When men divorce its like this (25% of the time they claim the wife is picky,controlling no fun- usually however in these cases more than likely the men do not divorce and instead have an affair and remove themselves emotionally from the marriage but still have some benefits) 50% of the times the wife cheated they cant take or forgive the fact another man was with her while they were together. That is understandable i dont get anyone who could forgive infidelity it 9/10 happens again.

the other 25% of the time its because they found a better woman and do not want commit infidelity or they found another woman had been sleeping with her and he decides to file for divorce before wife finds out, or him and his wife come to a agreement about how their marriage is not working and they both want a divorce and sometimes men will file for it first. However in these cases its usually because the man found another woman.
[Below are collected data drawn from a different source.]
PR #29343, opened 2025-03-21
Removes domain from being set with cookies in OAuth flows

### LINKED ISSUE #28126: 🐛 Bug Report: Cookie domain causing subdomain login issues
### 📜 Description

Our dev environment is a subdomain of our prod environment. If a prod refresh token cookie is present, the user gets into an infinite look when trying to sign into dev because it attempts to use the prod refresh token, which fails. This is due to the "domain" value in the refresh token cookie being set to the prod domain, which allows the cookie on subdomains. We would like to be able to customize the cookie domain to prevent the cookie from being used on subdomains (e.g., set it to blank), however there is no way to configure a custom [CookieConfigurer](https://backstage.io/docs/reference/plugin-auth-node.cookieconfigurer/).

### 👍 Expected behavior

Signing in on a subdomain uses that subdomain's cookie only.

Sign-in attempts to use the prod cookie on dev, resulting in an infinite loop on the sign-in page.

### 👟 Reproduction steps

1. Login on an instance of Backstage, e.g., example.com
2. Go to another Backstage instance on a subdomain, e.g., dev.example.com
3. The cookie from example.com will be used on sign-in, and if the auth servers are different, this will result in an error.

Since our dev environment is a subdomain of prod, our users are not able to switch between the two environments easily since they must delete their prod cookies to use dev. Ideally we'd be able to customize the CookieConfigurer to the values we need.

### 🖥️ Your Environment

Browser: Version 129.0.6668.58

Backstage info: 

OS:   Darwin 22.4.0 - darwin/arm64
node: v18.18.2
yarn: 4.5.0
cli:  0.27.1 (installed)
backstage:  1.31.3

sana-malik:

This PR fixes #28126, where the domain was set by default and allowed cookies to be shared across subdomains. This PR removes `domain` from the default cookie configurer, which results in the cookie only being usable on the host and not on subdomains.

- [ ] A changeset describing the change and affected packages. ([more info](https://github.com/backstage/backstage/blob/master/CONTRIBUTING.md#creating-changesets)) **TODO**

### DIFF
--- a/plugins/auth-node/src/oauth/OAuthCookieManager.ts
+++ b/plugins/auth-node/src/oauth/OAuthCookieManager.ts
@@ -47,7 +47,7 @@ const defaultCookieConfigurer: CookieConfigurer = ({
     ? pathname.slice(0, -'/handler/frame'.length)
     : `${pathname}/${providerId}`;
 
-  return { domain, path, secure, sameSite };
+  return { path, secure, sameSite };
 };
 
 /** @internal */
@@ -152,6 +152,16 @@ export class OAuthCookieManager {
     };
     const req = res.req;
     let output = res;
+
+    // clear cookie with domain due to a bug during sign-in with redirect flow
+    // and invalid cookie being present that causes infinite redirect loop
+    const { hostname: domain } = new URL(this.options.callbackUrl);
+
+    output = output.cookie(name, '', {
+      ...this.getRemoveCookieOptions(),
+      domain,
+    });
+
     if (val.length > MAX_COOKIE_SIZE_CHARACTERS) {
       const nonChunkedFormatExists = !!req.cookies[name];
       if (nonChunkedFormatExists) {
--- a/plugins/auth-node/src/types.ts
+++ b/plugins/auth-node/src/types.ts
@@ -389,7 +389,7 @@ export type CookieConfigurer = (ctx: {
   /** The origin URL of the app */
   appOrigin: string;
 }) => {
-  domain: string;
+  domain?: string;
   path: string;
   secure: boolean;
   sameSite?: 'none' | 'lax' | 'strict';


plugins/auth-node/src/oauth/OAuthCookieManager.ts
```diff
@@ -152,6 +152,36 @@ export class OAuthCookieManager {
...
+      name,
+    );
+    if (chunkedFormatExists) {
+      for (let chunkNumber = 0; ; chunkNumber++) {
+        const key = OAuthCookieManager.getCookieChunkName(name, chunkNumber);
+        const exists = !!req.cookies[key];
+        if (!exists) {
+          break;
+        }
+        output = output.cookie(key, '', {
```
sana-malik, line 172: not sure if always sending a cookie to clear the old domain is the right choice and would like some feedback here

plugins/auth-node/src/oauth/OAuthCookieManager.ts
```diff
@@ -152,6 +152,16 @@ export class OAuthCookieManager {
...
     let output = res;
+
+    // clear cookie with domain due to a bug during sign-in with redirect flow
+    // and invalid cookie being present that causes infinite redirect loop
+    const { hostname: domain } = new URL(this.options.callbackUrl);
+
+    output = output.cookie(name, '', {
+      ...this.getRemoveCookieOptions(),
+      domain,
+    });
```
Rugvip, line 163: Hmm, this is a bit tricky since we can't really assume that we're not setting a domain since a custom cookie configurer might be installed. If there's a different solution that's fairly simple that might be better. Otherwise we might want to check what we're actually getting back from `.getRemoveCookieOptions()` and potentially skip this if a domain is set.

Rugvip (commented):
Yep seems like a good direction 👍

Need a changeset and whatnot, but please mark as ready for review to get this queued up

coreydaley:
Maybe it would be worthwhile to have an option in the app-config that can enable/disable this functionality in case anyone is relying on it currently? Maybe leave this default behavior on by default and then an option to disable it? Thoughts?

sana-malik:
This is still active.

coreydaley:
@Rugvip Can you open this back up please? I think it is still being iterated on and waiting for a response to https://github.com/backstage/backstage/pull/29343#discussion_r2044844208

JessicaJHee:
Hi @sana-malik! Thanks for the great work on this! I'm interested in helping get this fix merged.

If you're no longer working on this, would you mind if I took it over? I can open a new PR with your changes and handle the remaining work from there?

plugins/auth-node/src/oauth/OAuthCookieManager.ts
sana-malik: As an update here -- I haven't been able to find a good way to address the infinite-looping issue on the frontend. The only approach that has worked is to set a query parameter after sign-in, to show that we've had a successful sign-in, and if we attempt to sign in again, we should stop the loop. This isn't great since the parameter shows up in the URL to the user.

sana-malik:
> Hi @sana-malik! Thanks for the great work on this! I'm interested in helping get this fix merged.
> 
> If you're no longer working on this, would you mind if I took it over? I can open a new PR with your changes and handle the remaining work from there?

Hi @JessicaJHee -- happy for you to move it forward! Feel free to use this as a base. The main fix is already done, the only issue is a side effect changing the cookie -- having an invalid cookie with the same name, but different domain causes it to be erroneously used and causes infinite looping at sign-in when the redirect flow is on.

Id say from what i have seen and years of what i have seen that generally 80% of men maybe a little more will cheat and that 30-40% of women will cheat. In marriages id say about 60-70% tops of men will cheat and 20-35% of women in marriages will cheat. 50% of men did not know their spouse was cheating and 70% of women did not know there spouse is cheating. In addition generally the "smart" men what they will do is file for divorce while they are cheating and found another woman to avoid the wife finding out first and using that against him and typically when the man does this in advance he will lose out on less in regards to the divorce. Very few divorces are actually about money and very few women oddly do not divorce men the first time they cheat or the first time they may abuse them. Also from what i have seen women rarely file for divorce about being alone. Oh and college educated people within the same social class tend to divorce the least and cheat the least. But college educated women with very good career's tend to file for divorce like over 50% of the time when it comes to divorces between college educated people, i suspect this is because the woman is more career driven and realizes she can get a man who makes more money and is higher in status.

The poorer a woman is and the more career driven a woman is tends to directly be linked to her divorcing. 

The more rich a man is tends to be linked to him cheating more and divorcing more for the causes of he found a new wife. And the poorer a man is the more likely he is to divorce his wife.


----------